= TASK DATA =

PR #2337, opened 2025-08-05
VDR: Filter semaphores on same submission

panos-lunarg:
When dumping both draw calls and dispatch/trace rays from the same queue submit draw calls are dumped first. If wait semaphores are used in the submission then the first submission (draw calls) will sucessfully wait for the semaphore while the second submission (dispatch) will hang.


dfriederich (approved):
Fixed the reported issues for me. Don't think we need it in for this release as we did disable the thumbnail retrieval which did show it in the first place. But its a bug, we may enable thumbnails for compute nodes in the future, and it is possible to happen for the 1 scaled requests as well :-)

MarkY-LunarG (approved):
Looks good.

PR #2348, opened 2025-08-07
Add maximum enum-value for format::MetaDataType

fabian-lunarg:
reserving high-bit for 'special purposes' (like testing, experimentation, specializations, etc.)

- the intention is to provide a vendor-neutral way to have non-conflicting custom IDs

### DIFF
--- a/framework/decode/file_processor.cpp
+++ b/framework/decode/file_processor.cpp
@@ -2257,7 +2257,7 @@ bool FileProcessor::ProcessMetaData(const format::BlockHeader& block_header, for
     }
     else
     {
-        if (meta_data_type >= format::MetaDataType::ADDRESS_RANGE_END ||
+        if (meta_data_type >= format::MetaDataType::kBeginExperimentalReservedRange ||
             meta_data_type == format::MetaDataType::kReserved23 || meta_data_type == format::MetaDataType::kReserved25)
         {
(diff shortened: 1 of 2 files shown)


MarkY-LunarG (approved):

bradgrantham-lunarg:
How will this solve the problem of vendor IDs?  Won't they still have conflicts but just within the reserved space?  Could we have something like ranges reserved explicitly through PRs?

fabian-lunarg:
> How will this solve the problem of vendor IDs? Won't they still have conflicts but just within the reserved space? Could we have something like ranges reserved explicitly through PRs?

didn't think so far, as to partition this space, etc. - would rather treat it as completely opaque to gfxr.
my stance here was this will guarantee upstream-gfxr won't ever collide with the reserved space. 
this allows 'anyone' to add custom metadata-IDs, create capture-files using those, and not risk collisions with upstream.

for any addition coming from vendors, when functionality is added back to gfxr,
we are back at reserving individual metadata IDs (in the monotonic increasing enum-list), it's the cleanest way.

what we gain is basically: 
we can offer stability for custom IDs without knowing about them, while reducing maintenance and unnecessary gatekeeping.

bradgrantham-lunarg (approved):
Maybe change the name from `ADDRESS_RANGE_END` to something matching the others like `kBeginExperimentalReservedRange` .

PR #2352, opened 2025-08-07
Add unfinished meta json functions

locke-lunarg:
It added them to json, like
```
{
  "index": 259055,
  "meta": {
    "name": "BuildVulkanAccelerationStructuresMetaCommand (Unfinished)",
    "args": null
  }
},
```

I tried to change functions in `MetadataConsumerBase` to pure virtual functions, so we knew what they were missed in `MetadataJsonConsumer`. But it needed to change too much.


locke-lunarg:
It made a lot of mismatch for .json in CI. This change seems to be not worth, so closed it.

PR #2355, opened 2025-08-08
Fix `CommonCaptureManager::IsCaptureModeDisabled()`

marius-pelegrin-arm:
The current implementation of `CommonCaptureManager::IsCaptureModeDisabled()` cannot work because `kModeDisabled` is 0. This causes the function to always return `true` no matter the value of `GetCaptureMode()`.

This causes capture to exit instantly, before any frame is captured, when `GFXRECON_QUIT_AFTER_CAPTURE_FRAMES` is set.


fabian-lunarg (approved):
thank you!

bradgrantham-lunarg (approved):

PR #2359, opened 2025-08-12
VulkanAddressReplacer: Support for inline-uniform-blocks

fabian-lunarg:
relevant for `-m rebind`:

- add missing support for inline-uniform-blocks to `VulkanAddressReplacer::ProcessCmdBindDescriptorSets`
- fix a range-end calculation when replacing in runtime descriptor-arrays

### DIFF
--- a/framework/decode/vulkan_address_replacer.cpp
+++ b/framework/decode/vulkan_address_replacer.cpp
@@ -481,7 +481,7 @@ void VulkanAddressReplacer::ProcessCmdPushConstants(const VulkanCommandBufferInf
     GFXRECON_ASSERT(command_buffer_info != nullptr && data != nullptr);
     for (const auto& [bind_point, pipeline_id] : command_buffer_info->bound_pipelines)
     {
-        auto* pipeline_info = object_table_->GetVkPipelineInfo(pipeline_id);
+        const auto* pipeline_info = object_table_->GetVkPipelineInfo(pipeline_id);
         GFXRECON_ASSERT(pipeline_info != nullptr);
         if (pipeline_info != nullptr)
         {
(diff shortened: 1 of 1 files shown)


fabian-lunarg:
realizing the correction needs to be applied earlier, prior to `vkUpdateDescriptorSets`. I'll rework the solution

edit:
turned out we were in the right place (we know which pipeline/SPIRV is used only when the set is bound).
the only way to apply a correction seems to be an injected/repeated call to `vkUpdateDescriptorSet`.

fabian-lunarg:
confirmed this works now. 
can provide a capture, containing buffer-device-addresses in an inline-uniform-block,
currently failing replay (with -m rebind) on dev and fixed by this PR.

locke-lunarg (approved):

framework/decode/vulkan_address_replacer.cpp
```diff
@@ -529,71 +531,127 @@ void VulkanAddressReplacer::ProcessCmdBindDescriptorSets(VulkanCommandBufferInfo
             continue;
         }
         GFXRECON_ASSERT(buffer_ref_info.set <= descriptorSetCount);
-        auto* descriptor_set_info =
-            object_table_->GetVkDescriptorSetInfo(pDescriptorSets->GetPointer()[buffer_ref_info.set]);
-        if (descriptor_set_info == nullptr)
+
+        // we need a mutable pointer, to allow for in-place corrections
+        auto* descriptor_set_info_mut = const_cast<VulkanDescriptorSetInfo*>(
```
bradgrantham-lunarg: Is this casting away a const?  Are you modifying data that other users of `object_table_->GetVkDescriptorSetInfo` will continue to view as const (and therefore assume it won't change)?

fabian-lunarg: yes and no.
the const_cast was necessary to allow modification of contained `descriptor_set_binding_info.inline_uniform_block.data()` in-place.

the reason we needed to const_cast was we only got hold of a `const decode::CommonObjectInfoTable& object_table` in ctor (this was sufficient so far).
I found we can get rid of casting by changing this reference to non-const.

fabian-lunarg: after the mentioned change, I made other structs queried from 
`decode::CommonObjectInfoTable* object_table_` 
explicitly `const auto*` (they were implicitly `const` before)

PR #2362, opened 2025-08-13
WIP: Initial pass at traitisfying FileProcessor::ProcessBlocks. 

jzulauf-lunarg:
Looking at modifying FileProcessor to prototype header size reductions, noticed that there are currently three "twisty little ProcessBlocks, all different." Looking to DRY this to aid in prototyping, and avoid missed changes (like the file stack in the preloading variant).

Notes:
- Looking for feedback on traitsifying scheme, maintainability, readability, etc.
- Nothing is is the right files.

= PROBLEM =
State only the number of lines above that contain the word "CommonCaptureManager".

= TASK OUTPUT =
2